PR #18, opened 2025-09-09
add an upgrade registry and tests

FelixFan1992:


contracts/ccip/ccip/sources/upgrade_registry.move
```diff
@@ -0,0 +1,132 @@
...
+    version: u8,
+}
+
+const EFunctionNotAllowed: u64 = 1;
+
+public struct UpgradeRegistry has key, store {
+    id: UID,
+    // module_name -> vector[vector<u8>, vector<u8>, ...]
+    // the module_name represents the module under which the function is located, e.g. "fee_quoter", "offramp", etc.
+    // the outer vector includes all the blocked function versions for this given module_name
```
JoaoVasques, line 26: Just for clarification, does the position of an inner vector in the outer vector represents all the restrictions of a version? Sharing an example below 

```json
{
  "fee_quoter": 
     [0, "foo"],
     [1, "bar"]
}
```

In this example, if we want to access the restrictions of version 0 of `fee_quoter` we could do it in `O(1)` time by `registry["fee_quoter"][0]`

FelixFan1992: i don't think it currently works this way. we would not be able to get all the functions under a specific versions in O(1).

bc the inner vector contains vectors, so traversing will take O(n).
e.g.
your example will be
```
{
  "fee_quoter": 
     [0, 102, 111, 111],
     [1, 98, 97, 114],
}
```

these function names are appended to the version number and they become an identifier for this function at this version.

if all the functions at a version is blocked, it will be a vector of a single version number `[2]`. but nevertheless, the inner vector takes O(n) to search.

JoaoVasques: ah ok got. Not a big problem, was just for clarification

faisal-chainlink (approved):

JohnChangUK (approved):

JoaoVasques (approved):
Great job

PR #35, opened 2025-09-12
More cs

stackman27:


FelixFan1992 (approved):

deployment/state.go
```diff
@@ -11,19 +11,21 @@ type CCIPChainState struct {
 	CCIPRouterAddress          string
 	CCIPAddress                string
 	CCIPObjectRef              string
+	CCIPOwnerCapObjectId       string
 	MCMsAddress                string
 	TokenPoolAddress           string
 	LockReleaseAddress         string
-	LockReleaseStateID         string
-	FeeQuoterCapID             string
+	LockReleaseStateId         string
```
FelixFan1992, line 18: why we change these to Id but change those in state/type.go to ID?

stackman27: i think go lint prefers "ID" so best to change it to ID whereever we can

PR #36, opened 2025-09-14
Hexify return bytes from CR

stackman27:


relayer/common/utils.go
```diff
@@ -52,3 +53,27 @@ func SerializeUBigInt(size uint, v *big.Int) []byte {
 
 	return ub
 }
+
+// ConvertBytesToHex recursively walks through any value and hex-encodes all []byte values.
+func ConvertBytesToHex(value any) any {
```
FelixFan1992, line 58: can we add some test cases for this?

faisal-chainlink: Re- tests I think it should be in the `loop_reader_test.go` file instead of just a unit test. I'm working on a separate PR that improves the loop reader tests.

faisal-chainlink (approved):

FelixFan1992 (approved):

PR #40, opened 2025-09-15
simplify rmn remote and offramp

FelixFan1992:
there will be no more `blessed_merkle_roots` from rmn. hence, removing related logic. but keeping the event sig the same for compatibility for offchain and o11y


contracts/ccip/ccip_offramp/sources/offramp.move
```diff
@@ -983,14 +983,15 @@ public fun commit(
...
 
-    if (commit_report.blessed_merkle_roots.length() > 0) {
-        verify_blessed_roots(
-            ref,
-            object::uid_to_address(&state.id),
-            &commit_report.blessed_merkle_roots,
-            commit_report.rmn_signatures,
-        );
-    };
+    // // there will be no blessed merkle roots
```
JohnChangUK, line 986: Do we need this commented?

JohnChangUK (approved):

PR #41, opened 2025-09-15
Feature: Rename response fields from CR functions

faisal-chainlink:


relayer/chainreader/reader/chainreader.go
```diff
@@ -195,6 +195,11 @@ func (s *suiChainReader) GetLatestValue(ctx context.Context, readIdentifier stri
 			structResult[mapKey] = results[i]
 		}
 
+		// Apply result field renames if configured
+		if functionConfig.ResultFieldRenames != nil {
+			structResult = applyResultFieldRenames(structResult, functionConfig.ResultFieldRenames).(map[string]any)
```
stackman27: same comment as (https://github.com/smartcontractkit/chainlink-sui/pull/42) 

why not keep this outside the if statement, so we always apply renames if `ResultFieldRenames` is present, we won't use it in Core and only be used in o11y, so we should be safe right?

faisal-chainlink: What do you think about keeping it since we don't lose anything by having it as a feature for non-o11y workflows? the cost here is just an `if` statement since we're returning and exiting. 

I do agree that the refactoring could make this entire method better and as mentioned I think we will benefit from doing that as a separate PR and refactoring some bigger chunks of the code to use bindings for reads.

FelixFan1992 (dismissed):

FelixFan1992 (approved):

PR #43, opened 2025-09-16
Fix: CR FetchPointer able to retrieve CCIPObjectRef

stackman27:


relayer/chainwriter/ptb/offramp/helpers.go
```diff
@@ -327,3 +305,37 @@ func DecodeParameters(lggr logger.Logger, function map[string]any, key string) (
 
 	return paramTypes, nil
 }
+
+func GetOffRampAddressMappingsHelper(ctx context.Context, lggr logger.Logger, ptbClient client.SuiPTBClient, offRampPackageID string, signerAddress string) (string, error) {
```
faisal-chainlink, line 310: It would be super useful to replace with bindings. This way we can remove the custom decoding that's happening below

relayer/chainreader/reader/chainreader.go
```diff
@@ -593,22 +598,50 @@ func (s *suiChainReader) prepareArguments(ctx context.Context, argMap map[string
...
+		}
 		for _, pointer := range pointers {
-			// object tag matches
-			if ownedObject.Data.Type != "" && strings.Contains(ownedObject.Data.Type, pointer) {
-				pointersValuesMap[pointer] = ownedObject.Data.Content.Fields
+			if strings.Contains(obj.Data.Type, pointer) {
+				fields := obj.Data.Content.Fields
+				pointersValuesMap[pointer] = fields
+
+				// cache CCIPObjectRefID
```
faisal-chainlink: Nitpick: we can take this if statement outside of the for loop entirely

The reason being is that we will likely add a few of those checks for each value we are caching

faisal-chainlink (commented):
A couple of minor comments, looks good otherwise

relayer/chainreader/reader/chainreader.go
stackman27: are we planning on caching other values too?

relayer/chainwriter/ptb/offramp/helpers.go
stackman27: done https://github.com/smartcontractkit/chainlink-sui/pull/43/commits/d0094e697110a5b9d1f823aebfd911b2ce7eb8a2

relayer/chainreader/reader/chainreader.go
stackman27: done https://github.com/smartcontractkit/chainlink-sui/pull/43/commits/d0094e697110a5b9d1f823aebfd911b2ce7eb8a2

faisal-chainlink: yes like the state object IDs can be cached since they don't change

faisal-chainlink (approved):

FelixFan1992 (approved):

PR #62, opened 2025-09-24
Fixes from e2e test

stackman27:


contracts/test/Move.lock
```diff
@@ -21,7 +21,7 @@ dependencies = [
 ]
 
 [move.toolchain-version]
-compiler-version = "1.55.0"
+compiler-version = "1.50.1"
```
FelixFan1992: can we revert this?
i think you just need to update your SUI CLI version locally. sth like `brew upgrade sui`. and rebuild/republish this package.

relayer/txm/gas_manager.go
```diff
@@ -138,12 +138,24 @@ func (s *SuiGasManager) EstimateGasBudget(ctx context.Context, tx *SuiTx) (uint6
...
-		if gl, ok := val.(*big.Int); ok {
-			gasLimit.Add(gasLimit, gl)
-		} else {
-			return nil, fmt.Errorf("gasLimit in ExtraArgsDecoded is not *big.Int, got %T", val)
+		var gl *big.Int
+
+		switch v := val.(type) {
+		case *big.Int:
+			gl = v
+		case uint64:
```
FelixFan1992, line 148: when will the gas limit be interpreted as big int and uint64 respectively?

deployment/changesets/cs_mint_token.go
```diff
@@ -0,0 +1,71 @@
...
+		GetCallOpts: func() *bind.CallOpts {
+			b := uint64(400_000_000)
+			return &bind.CallOpts{
+				WaitForExecution: true,
+				GasBudget:        &b,
+			}
+		},
+	}
+
+	// Run MintSuiToken Operation
```
FelixFan1992: mint link token operation

deployment/changesets/cs_mint_token.go
```diff
@@ -0,0 +1,71 @@
...
+	mintLinkTokenReport, err := operations.ExecuteOperation(e.OperationsBundle, linkops.MintLinkOp, deps,
+		linkops.MintLinkTokenInput{
+			LinkTokenPackageId: config.TokenPackageId,
+			TreasuryCapId:      config.TreasuryCapId,
+			Amount:             config.Amount, // 1099999999999999984
+		})
+	if err != nil {
+		return cldf.ChangesetOutput{}, fmt.Errorf("failed to Mint SuiToken for Sui chain %d: %w", config.ChainSelector, err)
```
FelixFan1992: same

deployment/changesets/cs_mint_token.go
FelixFan1992, line 1: technically, this link token will be deployed as the official LINK package on Sui. and we won't mint anything directly on Sui. that said, i understand this is purely for testing purpose.
so it's probably better to eventually switch to MockLink token for any testing.

deployment/changesets/cs_update_prices.go
```diff
@@ -0,0 +1,77 @@
...
+			}
+		},
+	}
+
+	// Run UpdateTokenPrices Operation
+	updateTokenPrices, err := operations.ExecuteOperation(e.OperationsBundle, ccipops.FeeQuoterUpdateTokenPricesOp, deps,
+		ccipops.FeeQuoterUpdateTokenPricesInput{
+			CCIPPackageId: config.CCIPPackageId,
+			CCIPObjectRef: config.CCIPObjectRef,
+			// FeeQuoterCapId:        feeQuoterCapId,
```
FelixFan1992: i don't think we will ever update prices using fee quoter cap with changeset. bc this will only be called by offramp via commit function. 

if this is needed for testing, it can use the function which updates price with owner cap.

relayer/txm/gas_manager.go
stackman27: from core node it's uint64

contracts/test/Move.lock
stackman27: hmm i think it auto added when i ran this test, will revert

deployment/changesets/cs_update_prices.go
stackman27: sounds good, will just remove this entirely. Not really used during testing either

FelixFan1992 (approved):

PR #65, opened 2025-09-25
Chore: re-use the generic balance monitor defined in Aptos

faisal-chainlink:


relayer/monitor/balance.go
```diff
@@ -53,8 +54,12 @@ type balanceClient struct {
 	client client.SuiPTBClient
 }
 
-// GetAccountBalance returns the account balance in APT.
-func (c balanceClient) GetAccountBalance(ctx context.Context, address string) (float64, error) {
+// GetAccountBalance returns the account balance in SUI
+func (c balanceClient) GetAccountBalance(address string) (float64, error) {
+	// TODO: is this safe?
```
faisal-chainlink, line 59: @cfal we need the context for the client call, we can otherwise just use a simple timeout here or alternatively remove this call from the rate limited calls in the client

FelixFan1992 (approved):

PR #70, opened 2025-09-25
feat(decoder): Improve deserializer

rodrigombsoares:
# Summary
The previous way in which the deserializer was structured, we were unable to handle vectors of custom types such as u128, u256. And addresses were being decoded as [32]byte, which is not readable enough for proposal decoding.
This PR re-designed the deserializer logic, while keeping a recursion for vectors and enabling custom decoding for types that are either not supported by sui-sdk or require further transformation.
This PR also renames and exports the global `functioInfo` map on bindgen.

# Features
- Re-design deserializer
- Enable vector<vector<...u128|u256>> decoding
- Decode addresses as `models.SuiAddress` (string)


bindings/bind/bcs_decoder.go
```diff
@@ -299,70 +301,113 @@ func DeserializeBCS(data []byte, moveTypes []string) ([]any, error) {
...
+		return res, typ, err
+	case moveType == "u64":
+		var res uint64
+		typ, err := decode(deserializer, &res)
+		return res, typ, err
+	case moveType == "0x1::string::String":
+		var res string
+		typ, err := decode(deserializer, &res)
+		return res, typ, err
+	case strings.HasPrefix(moveType, "vector"):
```
cfal: nit: check for `HasPrefix("vector<") && HasSuffix(">")`, this prevents breakages eg if another native type with vector prefix is added, we assume this anyway with `moveType[7 : len(moveType)-1]` below

bindings/bind/bcs_decoder.go
```diff
@@ -290,7 +292,7 @@ func DeserializeBCS(data []byte, moveTypes []string) ([]any, error) {
 	deserializer := mystenbcs.NewDecoder(bytes.NewReader(data))
```
cfal: can we add an additional check here that bytes.NewReader.Len() is zero after all the decoding to make sure that all bytes have been consumed as expected?

faisal-chainlink (approved):

PR #74, opened 2025-09-29
Fix: improve relayer withRateLimit semaphore lock acquisition

faisal-chainlink:


relayer/client/ptb_client.go
```diff
@@ -126,18 +127,52 @@ func NewPTBClient(
...
+		if atomic.CompareAndSwapInt32(&released, 0, 1) {
+			c.rateLimiter.Release(1)
+		}
+	}
+
+	// if we haven't returned by the deadline (+ small grace),
+	// reclaim the permit to prevent global deadlock
+	grace := 2 * time.Second
+	_ = time.AfterFunc(c.transactionTimeout+grace, func() {
+		c.log.Warnw("rate limit lease expired; forcing release",
```
cfal: is this necessary? what's a scenario where releaseOnce() wouldn't execute in the defer below?

faisal-chainlink: It's a safe-guard against the function being called not respecting the `timeoutCtx` and possibly holding the lock for too long or even being stuck in a deadlock of some kind.

cfal: how would that occur when there is a `defer releaseOnce()` below?

cfal: this seems to mean that there is no actual rate limit at all, if a function waits for too long, we'll just allow an unlimited number of calls at once. this shouldn't be a black box where we are guessing about the behavior.

faisal-chainlink: I've removed the timer check

stackman27:
can we hold off on merging this until it's e2e tested on staging? will likely lyk by tmrw if this works as expected

FelixFan1992 (approved):

Issue #1259, opened 2026-09-20
kms: performance findings — eight serialized round trips on every CVM boot


kvinwang:
A read of the KMS Rust service, all four auth backends, both contracts, and the verifier/`ra-rpc` paths the KMS drives, looking for cost rather than correctness. No benchmarks were run — every number below is a complexity class, a counted round trip, or an estimate labelled as such.

Readability and maintainability findings from the same sweep are collected separately; this issue is only the parts that cost time or bandwidth.

Two findings from the sweep turned out to be correctness bugs already fixed in #1247 (the `auth-simple` empty-device-allowlist fail-open, and the SNP `device_id` 64-vs-32-byte mismatch), so they are not repeated here.

## The headline: ~8 serialized network round trips per `GetAppKey`

`main_service.rs:360-369`, `auth-eth-bun/index.ts:131-198`

`get_app_key` makes **two** sequential POSTs to the auth API — `ensure_self_allowed()` → `POST /bootAuth/kms`, then `ensure_app_boot_allowed()` → `POST /bootAuth/app`. And `EthereumBackend.checkBoot` makes **four** sequential chain RPCs each:

```ts
const chainId = await this.client.getChainId();      // 1
const head    = await this.client.getBlockNumber();  // 2
response      = await this.client.readContract({ isAppAllowed, blockNumber }); // 3
gatewayAppId  = await this.client.readContract({ gatewayAppId, blockNumber }); // 4
```

That is **8 strictly serialized Ethereum RPC round trips on every CVM boot**, each preceded by a fresh TCP/TLS connect (see below). Against a hosted endpoint at a plausible 80–150 ms RTT that is 0.6–1.2 s of boot latency, all of it avoidable.

Three of the four are unnecessary as written:

- `getChainId()` is invariant for a given endpoint — a startup assertion, not a per-decision one.
- The two `readContract`s are pinned to the **same** `blockNumber` and are independent: `await` in a loop where `Promise.all` is correct.
- viem's HTTP transport supports `http(rpcUrl, { batch: true })`, which coalesces JSON-RPC calls issued in the same tick into one POST — turning steps 3+4 into a single request.

*Fix:* assert `chainId` once at startup, `Promise.all` the two reads, construct the transport with `{ batch: true }`. 4 sequential round trips → 2. ~15 lines.

[...]

PR #1277, opened 2026-09-20
fix(verifier): offload and coalesce cold image verification

kvinwang:
Completes the cold verifier findings in #1259/#1261. Coalesces same-image downloads and measurement work, offloads extraction/checksum/measurement, bounds blocking work, and protects publication from cancellation/races. Deterministic test: baseline 16 concurrent downloads, fixed 1.


kvinwang:
Closing: the measurement offload landed via #1336 and download coalescing is covered more simply by #1337; the remaining global 2-slot semaphore would queue every verify request, including cheap ones.

PR #1306, opened 2026-09-22
fix(kms): pin onboarding key fetch to the authorized source KMS

kvinwang:
Split from #1237.

Onboarding verifies the source KMS on one TLS connection, then fetches root keys over a second `new_mtls` connection that does not authenticate the server. Pin the second connection to the SPKI from the attested certificate authorized on the first connection.

This prevents an endpoint substitution from poisoning a new KMS with unrelated root keys. A correctly configured relying party would reject those unrelated keys against the trusted KMS identity, so the practical impact is onboarding integrity and availability rather than bypass of the final trust chain.

The now-unused `RaClient::new_mtls` helper is removed. A regression test verifies that the key-fetch connection rejects a different server.

Verification: `cargo fmt --check`; `cargo test -p dstack-kms`.


kvinwang:
Closing for now. #1108 provides the cleaner fix by using a single attestation-verified connection for the key fetch. Also, endpoint substitution here does not bypass the final relying-party trust check: unrelated root keys do not match the trusted KMS identity, so the remaining impact is onboarding integrity/availability rather than a core trust-chain compromise.

PR #1315, opened 2026-09-22
fix(kms): refuse an unauthenticated auth api in the external topology

kvinwang:
The KMS reaches the auth webhook with a bare HTTP client, and that answer is the key-release decision. `compose-simple.yaml` wires it to a backend running outside the CVM, and `deploy-simple.sh` and the auth-simple README showed `http://`.

- The KMS warns at startup on a plain-HTTP webhook, exempting loopback and single-label hosts (the in-CVM topologies, including the shipped `http://auth-api:8000`).
- `deploy-simple.sh`, which is always the external topology, refuses anything but `https://`. Compose header, env template and README updated.

Breaking: `deploy-simple.sh` now fails on an `http://` `AUTH_WEBHOOK_URL`. A KMS-pinned response signature would be the stronger fix; recorded in `security-model.md`.

Split out of #1268 (K-e).


kvinwang:
Closing. The strictest setup runs the auth backend (e.g. a light client) as another container in the same compose, which is plain `http://` by design, so a URL-scheme heuristic adds noise without adding a guarantee. The webhook backend is operator-controlled in any case; a real fix would be an attested or signed response, not a scheme check.

PR #1418, opened 2020-10-16
fix(ng-select theme): fix missing padding

### LINKED ISSUE #1417: Ng-select styles are broken
Something with the latest upgrade is causing problems with the default styles for selected items for our ng-select theme:

image

corykon:
fix #1417


andrew-frueh (approved):
thanks @corykon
━━━━━━━━━━━━━━━━━━━━━━━━━━━━━━
■ AIM OF THE TASK ■
From the records above, copy out the line with "Closing: the measurement", the line with "PR #1306, opened 2026-09-22", and every line between them, word for word.

■ PROBLEM SOLUTION ■
Closing: the measurement offload landed via #1336 and download coalescing is covered more simply by #1337; the remaining global 2-slot semaphore would queue every verify request, including cheap ones.

PR #1306, opened 2026-09-22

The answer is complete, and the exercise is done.